PR #2261, opened 2022-06-22
BlockBodyV2 List to ListSet

SeanCheatham:
## Purpose
- Naturally enforces a transaction isn't duplicated within a block
- Also validates that a block does not attempt to spend the same Transaction Output more than once
## Approach
- Change BlockBodyV2 type from List to ListSet
- Added new BodySyntaxValidation check to detect duplicate spends
## Testing
- New unit test for Body duplicate spend prevention
## Tickets
- #2255

### DIFF
--- a/ledger/src/main/scala/co/topl/ledger/interpreters/BodySyntaxValidation.scala
+++ b/ledger/src/main/scala/co/topl/ledger/interpreters/BodySyntaxValidation.scala
@@ -1,13 +1,25 @@
 package co.topl.ledger.interpreters
 
-import cats.data.{NonEmptyChain, Validated, ValidatedNec}
+import cats.data.{NonEmptyChain, NonEmptySet, ValidatedNec}
 import cats.effect.Sync
 import cats.implicits._
+import cats.{Foldable, Order}
 import co.topl.ledger.algebras._
 import co.topl.ledger.models._
-import co.topl.models.{BlockBodyV2, Transaction, TypedIdentifier}
+import co.topl.models._
+
+import scala.collection.immutable.SortedSet
 
 object BodySyntaxValidation {
+
+  implicit private val orderBoxId: Order[Box.Id] = {
+    implicit val orderTypedIdentifier: Order[TypedIdentifier] =
+      Order.by[TypedIdentifier, Bytes](_.allBytes)(Order.from[Bytes]((a, b) => a.compare(b)))
+    Order.whenEqual(
+      Order.by(_.transactionId),
+      Order.by(_.transactionOutputIndex)
+    )
+  }
 
   def make[F[_]: Sync](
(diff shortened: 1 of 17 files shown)


ledger/src/main/scala/co/topl/ledger/interpreters/BodySyntaxValidation.scala
```diff
@@ -1,14 +1,26 @@
...
 import co.topl.ledger.algebras._
 import co.topl.ledger.models._
-import co.topl.models.{BlockBodyV2, Transaction, TypedIdentifier}
+import co.topl.models._
+
+import scala.collection.immutable.SortedSet
 
 object BodySyntaxValidation {
 
+  implicit private val orderBoxId: Order[Box.Id] = {
```
scasplte2, line 15: @SeanCheatham could you describe the expected behavior? It is mostly not clear to me why an implicit `Order[TypedIdentifier]` needs to be present

ledger/src/main/scala/co/topl/ledger/interpreters/BoxState.scala
```diff
@@ -60,7 +60,7 @@ object BoxState {
     fetchTransaction: TypedIdentifier => F[Transaction]
   )(state:            State[F], blockId: TypedIdentifier): F[State[F]] =
     for {
-      body         <- fetchBlockBody(blockId)
+      body         <- fetchBlockBody(blockId).map(_.toList)
```
scasplte2, line 63: I believe this changed to needing a `.map` because a body is a case class now instead of just an alias for `List[Transaction]` right? So is this `.toList` method an implicit ops method on `BlockBody` to convert it to a list? If so where is that implicit coming from?

ledger/src/main/scala/co/topl/ledger/interpreters/BodySyntaxValidation.scala
SeanCheatham: I'm using a Cats NonEmptySet a bit further down in the file.  NonEmptySets are backed by SortedSets which require an implicit `Order[T]` in scope.  The actual ordering/sorting of the BoxIds isn't important for this use-case; it's only important in determining the equality of two BoxIds.

ledger/src/main/scala/co/topl/ledger/interpreters/BoxState.scala
SeanCheatham: `BlockBodyV2` is still just a type alias `type BlockBodyV2 = ListSet[TypedIdentifier]`, so the `.toList` is just acting on the ListSet.  In the future I plan to make it a `case class` once we incorporate rewards into the mix.

scasplte2:
@SeanCheatham 👍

• • • • • • •

◆ Required work: Please give the entries above again in full, exactly as written.

◆ Written reply:
PR #2261, opened 2022-06-22
BlockBodyV2 List to ListSet

SeanCheatham:
## Purpose
- Naturally enforces a transaction isn't duplicated within a block
- Also validates that a block does not attempt to spend the same Transaction Output more than once
## Approach
- Change BlockBodyV2 type from List to ListSet
- Added new BodySyntaxValidation check to detect duplicate spends
## Testing
- New unit test for Body duplicate spend prevention
## Tickets
- #2255

### DIFF
--- a/ledger/src/main/scala/co/topl/ledger/interpreters/BodySyntaxValidation.scala
+++ b/ledger/src/main/scala/co/topl/ledger/interpreters/BodySyntaxValidation.scala
@@ -1,13 +1,25 @@
 package co.topl.ledger.interpreters
 
-import cats.data.{NonEmptyChain, Validated, ValidatedNec}
+import cats.data.{NonEmptyChain, NonEmptySet, ValidatedNec}
 import cats.effect.Sync
 import cats.implicits._
+import cats.{Foldable, Order}
 import co.topl.ledger.algebras._
 import co.topl.ledger.models._
-import co.topl.models.{BlockBodyV2, Transaction, TypedIdentifier}
+import co.topl.models._
+
+import scala.collection.immutable.SortedSet
 
 object BodySyntaxValidation {
+
+  implicit private val orderBoxId: Order[Box.Id] = {
+    implicit val orderTypedIdentifier: Order[TypedIdentifier] =
+      Order.by[TypedIdentifier, Bytes](_.allBytes)(Order.from[Bytes]((a, b) => a.compare(b)))
+    Order.whenEqual(
+      Order.by(_.transactionId),
+      Order.by(_.transactionOutputIndex)
+    )
+  }
 
   def make[F[_]: Sync](
(diff shortened: 1 of 17 files shown)


ledger/src/main/scala/co/topl/ledger/interpreters/BodySyntaxValidation.scala
```diff
@@ -1,14 +1,26 @@
...
 import co.topl.ledger.algebras._
 import co.topl.ledger.models._
-import co.topl.models.{BlockBodyV2, Transaction, TypedIdentifier}
+import co.topl.models._
+
+import scala.collection.immutable.SortedSet
 
 object BodySyntaxValidation {
 
+  implicit private val orderBoxId: Order[Box.Id] = {
```
scasplte2, line 15: @SeanCheatham could you describe the expected behavior? It is mostly not clear to me why an implicit `Order[TypedIdentifier]` needs to be present

ledger/src/main/scala/co/topl/ledger/interpreters/BoxState.scala
```diff
@@ -60,7 +60,7 @@ object BoxState {
     fetchTransaction: TypedIdentifier => F[Transaction]
   )(state:            State[F], blockId: TypedIdentifier): F[State[F]] =
     for {
-      body         <- fetchBlockBody(blockId)
+      body         <- fetchBlockBody(blockId).map(_.toList)
```
scasplte2, line 63: I believe this changed to needing a `.map` because a body is a case class now instead of just an alias for `List[Transaction]` right? So is this `.toList` method an implicit ops method on `BlockBody` to convert it to a list? If so where is that implicit coming from?

ledger/src/main/scala/co/topl/ledger/interpreters/BodySyntaxValidation.scala
SeanCheatham: I'm using a Cats NonEmptySet a bit further down in the file.  NonEmptySets are backed by SortedSets which require an implicit `Order[T]` in scope.  The actual ordering/sorting of the BoxIds isn't important for this use-case; it's only important in determining the equality of two BoxIds.

ledger/src/main/scala/co/topl/ledger/interpreters/BoxState.scala
SeanCheatham: `BlockBodyV2` is still just a type alias `type BlockBodyV2 = ListSet[TypedIdentifier]`, so the `.toList` is just acting on the ListSet.  In the future I plan to make it a `case class` once we incorporate rewards into the mix.

scasplte2:
@SeanCheatham 👍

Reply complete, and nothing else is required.